● TASK TO COMPLETE:
Copy out again, unchanged, the listing below from the line that has "PR #4255, opened 2026-08-30" through the line that has "One closely related".

● DATA FOR THIS EXERCISE:

PR #4253, opened 2026-08-30
Add a linter for confusing `wary` and `weary`

### LINKED ISSUE #4234: Need linter to catch mixing up "wary" and "weary"
"Wary" is related to "beware" and means to be cautious of something. "Weary" means "tired".

I'm willing to bet using "weary" when the meaning of "wary" is intended is common and the reverse is not.

I don't think this can be detected by either POS context or keywords in the context. And semantics are difficult.

But a gentle `message` guiding the user to make sure they're using the word they think they're using for every instance of "weary" might be OK.

Examples:
- I'm still a little bit **weary** of the fact that I haven't seen any contracts...

Jorge-Polanco-Roque:
# Issues
Fixes #4234

# Description
Adds the `WaryWeary` rule, mirroring the existing `HopHope` linter. `wary`/`weary` overlap in some contexts (both `wary of` and `weary of` are valid), so instead of guessing from POS/semantics it flags only **high-confidence fixed idioms** in both directions:

| Input | Suggestion |
|---|---|
| `weary eye` / `weary eyes` | `wary eye` (a cautious, watchful eye) |
| `bone wary` / `world wary` | `bone weary` / `world weary` (exhausted) |

Ambiguous uses such as `weary of` (tired of) are intentionally left untouched. Registered in the lint group and added to `default_config.json` (required by `curated_default_config_lists_every_registered_rule`) and the VS Code plugin settings.

# Demo
N/A — CLI linter rule; behavior is covered by the unit tests below.

# How Has This Been Tested?
8 unit tests: 5 corrections (both directions, mixed case) and 3 negatives (correct `wary eye`, correct `bone weary`, and the ambiguous `weary of`). The full `harper-core` suite (6323) passes; `cargo fmt` and `clippy` are clean.

# AI Disclosure

Thanks @hippietrail for the context-word data — really useful. I kept this first pass deliberately conservative (only bulletproof idioms) to avoid false positives, since `wary of`/`weary of` genuinely overlap. Happy to broaden the pattern set from your differentiator tool if you'd like more coverage in a follow-up.

### DIFF
--- a/harper-core/src/linting/wary_weary/mod.rs
+++ b/harper-core/src/linting/wary_weary/mod.rs
@@ -22,11 +22,14 @@ mod tests {
     }
 
     #[test]
-    fn corrects_weary_eyes_to_wary() {
+    fn does_not_touch_correct_weary_eyes() {
+        // "weary eyes" (plural) is a common, correct collocation for "tired
+        // eyes" and must not be flagged. Real-world testing showed this is the
+        // dominant usage, so the linter only targets the singular "weary eye".
         assert_suggestion_result(
-            "They watched with weary eyes for any danger.",
+            "She rubbed her weary eyes after the long shift.",
             WaryWeary::default(),
-            "They watched with wary eyes for any danger.",
+            "She rubbed her weary eyes after the long shift.",
         );
     }
 
--- a/harper-core/src/linting/wary_weary/mod.rs
+++ b/harper-core/src/linting/wary_weary/mod.rs
@@ -5,7 +5,7 @@ mod to_weary;
 use to_wary::ToWary;
 use to_weary::ToWeary;
 
-merge_linters!(WaryWeary => ToWary, ToWeary => "Handles common confusions between `wary` (cautious) and `weary` (tired), such as `weary eye` (should be `wary eye`) and `bone wary` (should be `bone weary`).");
+merge_linters!(WaryWeary => ToWary, ToWeary => "Handles common confusions between `wary` (cautious) and `weary` (tired).");
 
 #[cfg(test)]
 mod tests {
--- a/harper-core/src/linting/wary_weary/mod.rs
+++ b/harper-core/src/linting/wary_weary/mod.rs
@@ -1,0 +1,87 @@
+use super::merge_linters::merge_linters;
+
+mod to_wary;
+mod to_weary;
+use to_wary::ToWary;
+use to_weary::ToWeary;
+
+merge_linters!(WaryWeary => ToWary, ToWeary => "Handles common confusions between `wary` (cautious) and `weary` (tired), such as `weary eye` (should be `wary eye`) and `bone wary` (should be `bone weary`).");
+
+#[cfg(test)]
+mod tests {
+    use super::WaryWeary;
+    use crate::linting::tests::assert_suggestion_result;
+
+    #[test]
+    fn corrects_weary_eye_to_wary() {
+        assert_suggestion_result(
+            "She kept a weary eye on the exits.",
+            WaryWeary::default(),
+            "She kept a wary eye on the exits.",
+        );
+    }
+
+    #[test]
+    fn corrects_weary_eyes_to_wary() {
+        assert_suggestion_result(
+            "They watched with weary eyes for any danger.",
+            WaryWeary::default(),
+            "They watched with wary eyes for any danger.",
+        );
+    }
+
+    #[test]
+    fn corrects_mixed_case_weary_eye() {
+        assert_suggestion_result(
+            "He cast a Weary eye over the crowd.",
+            WaryWeary::default(),
+            "He cast a Wary eye over the crowd.",
+        );
+    }
+
+    #[test]
+    fn corrects_bone_wary_to_weary() {
+        assert_suggestion_result(
+            "After the march they were bone wary.",
+            WaryWeary::default(),
+            "After the march they were bone weary.",
+        );
+    }
+
+    #[test]
+    fn corrects_world_wary_to_weary() {
+        assert_suggestion_result(
+            "The old sailor had a world wary look.",
+            WaryWeary::default(),
+            "The old sailor had a world weary look.",
+        );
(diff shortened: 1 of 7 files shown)


hippietrail:
Welcome and thanks for this! Please use our PR template though and note the AI disclosure fields. I'm working on a tool to find context words that differentiate two confusable terms. For now it's limited to the top ten context words, and only one word of context on either side, so can only be a guide and not pasted directly of course. See if any of this fits:
image

Jorge-Polanco-Roque:
Thanks for the differentiator data — really helpful, and it actually reinforces the conservative scope here. Most of the surrounding context works for **both** words: `very/so/more/still/grow + weary` and `+ wary` are all valid, and `wary of` (cautious) vs `weary of` (tired) genuinely overlap, so those don't disambiguate. The clearest signal in your data is the right-side `eye`/`eyes`, which is exactly the `wary eye` idiom the rule already covers.

Because false positives in a grammar checker are costly, I kept this first pass to only near-bulletproof idioms:
- `weary eye`/`weary eyes` → `wary eye` (a cautious, watchful eye)
- `bone wary`/`world wary` → `bone weary`/`world weary` (exhausted)

If you'd like broader coverage, I'm happy to add specific patterns you consider safe from the tool's output in a follow-up — I'd rather grow it deliberately than risk flagging valid usages. Also updated the PR to use the template + AI disclosure, thanks for the nudge.

harper-core/src/linting/wary_weary/mod.rs
```diff
@@ -0,0 +1,87 @@
+use super::merge_linters::merge_linters;
+
+mod to_wary;
+mod to_weary;
+use to_wary::ToWary;
+use to_weary::ToWeary;
+
+merge_linters!(WaryWeary => ToWary, ToWeary => "Handles common confusions between `wary` (cautious) and `weary` (tired), such as `weary eye` (should be `wary eye`) and `bone wary` (should be `bone weary`).");
```
hippietrail: There's no need to include the examples in the `description`. This seems to be a thing AIs like to do as I've seen it often in my own work. Just the glosses will do.

hippietrail (changes requested):
I'd leave just the intent and the helpful glosses in the `description` and omit the current details/restrictions.

Jorge-Polanco-Roque:
Done — trimmed the `description` to just the intent and the glosses, and dropped the inline examples. Good call.

Jorge-Polanco-Roque:
Thanks for the review and the context-words tool — that's a neat approach.

I simplified both linter descriptions to just the intent and the glosses, dropping the idiom examples:
- `ToWary` → *"Detects `weary` (tired) used where `wary` (cautious) is intended."*
- `ToWeary` → *"Detects `wary` (cautious) used where `weary` (tired) is intended."*

I also synced the generated `vscode-plugin` `package.json` description, which still carried the old examples.

On the unit-test sentences: they're currently constructed rather than collected from real usage. If it'd strengthen the linter, I'm happy to replace them with real-world examples drawn from the differentiating context words (e.g. `wary eye` / `bone weary`) in a follow-up — just say the word.

hippietrail:
My only concern now is that it flags mistakes that are easy to spot but for which we have no clue if they're frequent or not.

Currently all the test sentences are contrived. To know if they are useful in the real world we need to test them against real world data.

In my experience agents are not good at Googling for examples, probably proper access to Google with `OR` and `site:` operators is only available with certain skills at certain price points. I've only tried with free agents. We have had one contributor who was able to get their agent to build a corpus to test against, so I guess it's possible depending what you/your agent has access to.

For my manually-crafted linters I manually hunt using Google especially on domains that are coding-relevant and have a high proportion of English errors. I try `site:github.com` first, then I try `site:slashdot.org OR site:news.ycombinator.com OR site:stackoverflow.com` and then I try `site:stackexchange.com OR site:medium.com OR site:reddit.com`

I also have a tool that scrapes README files of the trending repos on GitHub. It purposefully doesn't update them since they are likely to be edited over time to correct errors.

If you do this kind of real-world testing either manually or get your agent to do it, and add real-world examples, that would prove the utility of this linter. It may of course also help you improve the heuristics and logic to find more rear errors while avoiding false positives.

Jorge-Polanco-Roque:
Thanks @hippietrail — fair point, so I did the real-world testing instead of adding more contrived sentences.

**Findings (GitHub code search + web):**
- The confusion is real and documented (Merriam-Webster and QuillBot both have dedicated "weary vs wary" entries), so the linter is worth having.
- But the specific patterns are rare or risky in real data:
  - `weary eye(s) on` (the "watchful" mistake): ~0 hits in code search; the correct idiom `wary eye on` dominates.
  - `weary eyes` (plural): actually a common, correct collocation for "tired eyes" — one vocabulary corpus even lists it as a textbook "adjective + eyes" example. The old pattern flagged it, which would be a frequent false positive.
  - `bone wary` / `world wary`: ~0 hits, genuinely almost nonexistent in public text.

So rather than claim a frequency I cannot back up, I tightened the linter to cut false positives:
- `ToWary` now matches only the **singular** `weary eye` (the watchful idiom is always singular, "a wary eye"). Dropped `eyes`, since `weary eyes` = tired eyes is correct and common. Added a regression test asserting `weary eyes` is left untouched.
- Kept `bone/world wary` — high precision, harmless even if rare.

Honest take: this is a high-precision, low-frequency linter. Happy to drop it entirely if you'd rather only ship linters with demonstrated real-world frequency — no attachment either way.

Jorge-Polanco-Roque:
Hey @hippietrail — no rush at all, just circling back since it's been a couple of weeks. After your point about the test sentences being contrived, I went and checked real usage and ended up narrowing the rule to only the singular `weary eye` case; the plural/idiomatic ones that were risky are excluded now.

If you're still not convinced it trips people up often enough to be worth it, I'm genuinely happy to scope it down more or drop it — your call. Just didn't want it to quietly fall off the radar. Thanks for the thoughtful review either way.

PR #3857, opened 2026-07-21
fix(core): major issues with `SplitWords`

elijah-potter:
# Issues 

N/A

# Description

`SplitWords` is the single most commonly reported rule, besides `SpellCheck`. I've gone through the reports and addressed several of the most common issues. 

Those include:

1. Single letters are sometimes emitted as a whole word (i.e. `c ommitted`).
2. Cases that _should_ be handled by `SpellCheck` are overridden by `SplitWords`.
3. Missing or improperly tagged words in the dictionary.

# How Has This Been Tested?

Additional unit tests.

# AI Disclosure

- [x] I am a human and didn't use any AI.
- [ ] I used LLM features of my editor, but not an agent.
- [ ] I used an AI agent interactively.
- [ ] I am an agent or I got an agent to do the work autonomously.

# If Your PR Implements or Enhances a Linter

- [x] I made up the sentences in the unit tests.
- [ ] The sentences in the unit tests were generated by an AI.
- [x] I'm using examples from the bug report / feature request.
- [ ] I collected real-world sentences for the unit tests.

# Checklist

- [x] I have performed a self-review of my own code
- [x] I have added tests to cover my changes
- [x] I have considered splitting this into smaller pull requests.

PR #4255, opened 2026-08-30
feat: publish some linter priorities that other linters refer to

hippietrail:
# Issues 
N/A

# Description

We already had a couple of linters that declared their priorities had to be higher or lower than a certain other linter. This was only noted in comments.

While investigating why "unvisible" was flagged by `SpellCheck` instead of `WrongNegative`, I wanted to do this again. So instead I've made doing this a bit more robust by publishing the priorities of two linters and the other linters can bump those up or down in logic rather than just in comments.

One closely related problem is that lower priority numbers mean higher priority. So one of the existing ones may have had this backward. I kept its logic as it was but added a comment stating this possibility.

Update: I added a test to make sure `WrongNegative` gets a shot at linting an error before `SpellCheck`. In doing so I discovered that `assert_lint_message` only failed if there was a lint message but it didn't match. I now also fails if there's no lint message at all. This revealed that two long-standing tests have been silently failing: `ves_the_right_message_for_canadian_english` in `out_of_the_window.rs` and `not_confident_proc_should_be_pro_c` in `split_words`.

I removed the one from `split_words` which tested that "proc" got corrected to "pro c" since splits resulting in single letters was specifically removed in #3857 - so I moved "proc" to that test.

The one in `out_of_the_window` had silently been backwards and is now correct.

One gotcha was that to test multiple linters on the same mistake, you have to manually call `remove_overlaps()`, which was not obvious to me.

# How Has This Been Tested?

`cargo test`

# AI Disclosure

# Checklist


hippietrail:
@elijah-potter I just noticed I've merged this by accident somehow but I also requested your review since I wasn't sure it was definitely a desirable change. Feel free to revert.

PR #4283, opened 2026-09-03
fix: add missing "themself" to the curated dictionary

### LINKED ISSUE #4269: Themself false positive
**What got flagged?**
"themself"

**Why is this incorrect?**
https://dictionary.cambridge.org/dictionary/english/themself

**Example of correct usage:**
Avery caught themself staring at the stranger.

rzaman8677:
## Summary
Per #4269, "themself" (a standard singular gender-neutral reflexive pronoun — [Cambridge Dictionary](https://dictionary.cambridge.org/dictionary/english/themself)) was flagged as a spelling error, since it had no entry in `harper-core/dictionary.dict`.

- Added `themself/~Ia3F.` to `dictionary.dict`, alphabetically before `themselves`, using the same flag pattern as `itself`/`myself`/`yourself` (3rd-person **singular** reflexive — `themselves` uses the plural `:` flag instead of `.`).
- `harper-core/src/expr/reflexive_pronoun.rs` explicitly listed `"themself"` in `BAD_REFLEXIVE_PRONOUNS` with the comment "not in dictionary.dict but commonly used anyway", and that module's own tests assert bad pronouns must **not** be in the dictionary. Moved it to `GOOD_REFLEXIVE_PRONOUNS` instead, which is exactly what the existing test comments say to do "if this changes."
- `harper-core/src/dict_word_metadata.rs` already had a test asserting `themself` has pronoun metadata, marked `#[ignore = "not in dictionary"]` — removed the `#[ignore]` now that it's true. That test also checked `"y'all'"` (a stray trailing apostrophe, not the real dictionary entry `"y'all"`), which would have kept the un-ignored test failing for an unrelated reason — fixed that typo too since it's a one-character fix directly blocking the same test.
- Added `dont_flag_themself` in `harper-core/src/linting/spell_check.rs` using the exact example from the issue, following the existing `dont_flag_pr`-style pattern.

## Testing
- `cargo test -p harper-core --lib`: 6365 passed, 0 failed, 303 ignored (one fewer than before, since the stale `#[ignore]` is now gone).
- Verified the new `dont_flag_themself` test fails on `master` (confirms it's exercising the fix, not a tautology) and passes with the dictionary entry added.
- `cargo fmt --check -p harper-core` and `cargo clippy -p harper-core --lib -- -D warnings`: clean.

Closes #4269

### DIFF
--- a/harper-core/dictionary.dict
+++ b/harper-core/dictionary.dict
@@ -49242,6 +49242,7 @@ them/~Ia3o:g        # I~pronoun a~personal 3~person :~plural o~object (g=them's 
 thematic/~JNQ
 thematically/Ry
 theme/~NSgVdG
+themself/~Ia3F.     # I~pronoun a~personal 3~person .~singular F~reflexive
 themselves/~Ia3F:   # I~pronoun a~personal 3~person :~plural F~reflexive
 then/~RJNgC
 thence/~
--- a/harper-core/src/dict_word_metadata.rs
+++ b/harper-core/src/dict_word_metadata.rs
@@ -1853,10 +1853,9 @@ pub mod tests {
 
         // nonstandard pronouns
         #[test]
-        #[ignore = "not in dictionary"]
         fn nonstandard_pronouns() {
             assert!(md("themself").pronoun.is_some());
-            assert!(md("y'all'").pronoun.is_some());
+            assert!(md("y'all").pronoun.is_some());
         }
     }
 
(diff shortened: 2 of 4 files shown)


hippietrail:
Similar changes to this are already pending in a dictionary curation PR: #4248

elijah-potter:
Closing this in favor of @hippietrail's PR.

● RESPONSE:
PR #4255, opened 2026-08-30
feat: publish some linter priorities that other linters refer to

hippietrail:
# Issues 
N/A

# Description

We already had a couple of linters that declared their priorities had to be higher or lower than a certain other linter. This was only noted in comments.

While investigating why "unvisible" was flagged by `SpellCheck` instead of `WrongNegative`, I wanted to do this again. So instead I've made doing this a bit more robust by publishing the priorities of two linters and the other linters can bump those up or down in logic rather than just in comments.

One closely related problem is that lower priority numbers mean higher priority. So one of the existing ones may have had this backward. I kept its logic as it was but added a comment stating this possibility.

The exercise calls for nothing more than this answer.